WORK INSTRUCTION —
Could you report every line from the entries that includes the word "problem"?

(Dataset entries)
+-------+

PR #394, opened 2022-10-13
Correct validity check

### LINKED ISSUE #393: Error in v_model_objects validates that [`OneParExpNormalPrior`] class slots are valid
After error correction #367 it turns out that the validity checks for the slots do not work as specified

https://github.com/Roche/crmPack/blob/8d913a71ebfab84df35e6fdd7aad0bbf694d8f0b/R/Model-validity.R#L511-L519

As far as I can see, the problem is that fixed sequence of 11 probs is generated to check if the inverse function is correct. The problem after merging #367 is that no NA are returned anymore, but the highest or lowest dose in case that the prob is outside of the range of the skeleton probs.
I think the check will now fail anytime when the fixed sequence does not match the skeleton probs. I think the following code will solve the problem:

+-------+

YOUR RESPONSE —
As far as I can see, the problem is that fixed sequence of 11 probs is generated to check if the inverse function is correct. The problem after merging #367 is that no NA are returned anymore, but the highest or lowest dose in case that the prob is outside of the range of the skeleton probs.
I think the check will now fail anytime when the fixed sequence does not match the skeleton probs. I think the following code will solve the problem:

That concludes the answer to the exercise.